In the area of the middle take-off roller 18 exactly in the middle between the two outer take-off rollers 42 spherical-shell-shaped bearing surfaces 56 are formed in the pendulum shaft. Bores 58 extend from the bearing surfaces 56 to both ends of the pendulum shaft 42, the diameter of which widens conically towards the free ends of the pendulum shaft 42, so that the pendulum shaft 42 moves out of its central position parallel to the axis 60 of the drive shaft 20 after each any side can be pivoted by the angle © </ 2. A torque transmission from the drive shaft 20 to the rocking shaft 42 to pivot while maintaining the encryption to enable the same, are in the ^'Be¬ area of the central drawing roller at the inner side of the rocking shaft 42 bridges 62 are provided, which engage in the grooves 54 in the bearing ball 50 , as shown in Figure 3. It also follows that, despite the torque transmission about the axis 60, the pendulum shaft 42 can pivot about an axis 64 perpendicular to the plane of the drawing. The webs 62 - viewed in a plan view of the grooves 54 (FIG. 4) - are designed in the form of a biconvex lens, so that they can each perform a pivoting movement about an axis 66 directed perpendicular to the plane of the drawing in FIG . The axes 60, 64 and 66 are mutually perpendicular to one another and thus form the axis system of the universal joint 48.
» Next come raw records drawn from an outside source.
PR #3, opened 2025-04-10
Add initial operation to json schema

Jephuff:
I'm not entirely sure how we get this into the toolbox yet, but this is the starting point of converting a basic operation to a json schema of it's variables.

### DIFF
--- a/crates/mcp-apollo-server/src/lib.rs
+++ b/crates/mcp-apollo-server/src/lib.rs
@@ -1,1 +1,1 @@
-pub mod operation_to_json_schema;
+pub mod operations;
--- a/crates/mcp-apollo-server/src/operations.rs
+++ b/crates/mcp-apollo-server/src/operations.rs
@@ -162,7 +162,7 @@ fn type_to_schema(
 mod tests {
     use std::collections::HashMap;
 
-    use crate::operation_to_json_schema::{ToolDefinition, operation_to_json_schema};
+    use crate::operations::{ToolDefinition, operation_to_json_schema};
     use apollo_compiler::parser::Parser;
     use rmcp::{
         schemars::schema::{InstanceType, SchemaObject, SingleOrVec},


crates/mcp-apollo-server/src/operation_to_json_schema.rs
```diff
@@ -0,0 +1,230 @@
...
+        schema: SchemaObject {
+            instance_type: Some(SingleOrVec::Single(Box::new(InstanceType::Object))),
+            object: Some(Box::new(obj)),
+            ..Default::default()
+        },
+        ..Default::default()
+    }
+}
+
+fn type_to_schema(variable_type: &Type) -> Schema {
```
pubmodmatt: Why not impl `From` or `TryFrom`?

crates/mcp-apollo-server/src/operation_to_json_schema.rs
```diff
@@ -0,0 +1,230 @@
+use apollo_compiler::{ast::{Definition, Type}, parser::Parser};
+use rmcp::schemars::schema::{ArrayValidation, InstanceType, ObjectValidation, RootSchema, Schema, SchemaObject, SingleOrVec, SubschemaValidation};
+
+/**
+ * TODO
+ * - support for input objects
+ * - support for custom scalars
+ * - error handling
+ */
+pub fn operation_to_json_schema(uri: &str, source_text: &str) -> RootSchema {
```
pubmodmatt: Limiting the variables to Int/Float/Boolean/String/ID means we only need the GraphQL document here, but we're eventually going to need the SDL as well so we can support input types. It maybe worth adding that on the signature now so anything building with this will be correct.

Jephuff: I'm going to work on porting the input type stuff now so I'll add it 👍

crates/mcp-apollo-server/src/operation_to_json_schema.rs
Jephuff: Never done it! I'll give it a go :D

Jephuff: This sounds like it's telling me I can't? 
```
only traits defined in the current crate can be implemented for types defined outside of the crate
impl doesn't have any local type before any uncovered type parameters
for more information see https://doc.rust-lang.org/reference/items/implementations.html#orphan-rules
define and implement a trait or new type insteadrustc[Click for full compiler diagnostic](rust-analyzer-diagnostics-view:/diagnostic%20message%20[1]?1#file:///Users/jeffrey/projects/mcp-apollo/crates/mcp-apollo-server/src/operation_to_json_schema.rs)
```

pubmodmatt: Welcome to Rust! You need to use a newtype in cases like this. Basically, that means you wrap the type in your own type, then you can impl whatever you want on it. But in this case, it's probably not what we want anyway since in your latest version, it now requires an additional parameter for the GraphQL schema. So disregard this.

crates/mcp-apollo-server/src/lib.rs
```diff
@@ -0,0 +1 @@
+pub mod operation_to_json_schema;
```
pubmodmatt: Just a nit here that this should be a simpler module name like `operations`

Jephuff: makes sense! done 👍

Since for a uniform distribution of the pull-off forces only a pivoting movement of the pendulum shaft 42 perpendicular to the plane of the sheet 22 to be pulled, i.e. perpendicular to the end face of the stack, the pendulum shaft 42 has at its right end in FIG. 2 a guide shoulder 68 which engages between the two legs 70 of a guide fork 72 (FIG. 1) which causes the pendulum shaft 42 to tilt is prevented about an axis perpendicular to the end face of the stack and only allows the pendulum shaft 42 to oscillate about an axis parallel to the end face of the stack. The guide fork 72 is fastened to a support 74 which is rigidly connected to the frame of the separating module 10 and which is indicated schematically in FIG.

Claims

Patent claims

1. Output device for sheet material, in particular notes of value, comprising a storage container (14) for a stack of sheets (12), a removal and singling device associated with the storage container (14) with at least two for contacting the sheet (22) to be removed in each case of the sheet stack (12) and take-off rollers (18) which are arranged at an axial distance from one another, and a pendulum shaft (42) which carries the take-off rollers (18) and is parallel to the sheet plane and which is formed by a tubular body which is in its The central section is supported by means of a universal joint (48) on a drive shaft (20) passing through it in the longitudinal direction with radial play and is connected to it in a rotationally fixed manner, the drive shaft (20) being mounted in bearings which are stationary relative to the storage container (14) is characterized by the fact that the hollow body is adjustable between legs (70) of a guide fork (72) directed perpendicular to the sheet plane ar is led.

2. Output device according to claim ¹ , characterized ge indicates that the inner diameter of the hollow body starting from the universal joint _. (48) continuously enlarged in both axial directions outwards.

3. Output device according to claim 1 or ² , characterized in that the universal joint (48) comprises a bearing shaft (50) fixedly connected to the drive shaft (20), in the surface of which axially parallel grooves (54) are formed, and in that the hollow body of the bearing ball (50) has associated spherical-shell-shaped bearing surfaces (56), in the area of which pins (62) are arranged, each with an outer surface curved around its longitudinal axis, for engagement in the grooves (54) of the bearing ball (50).

4. trigger device according to one of claims l to

3, characterized in that three take-off rollers (18) are provided, the middle take-off roller being arranged symmetrically with respect to the pendulum axis.

5. Output device according to one of claims 1 to

4, characterized in that the hollow body forming the pendulum shaft (42) is divided into two halves with a parting plane containing the shaft axis, which are held together by the elastic surfaces (46) forming the running surfaces of the pressure rollers (18).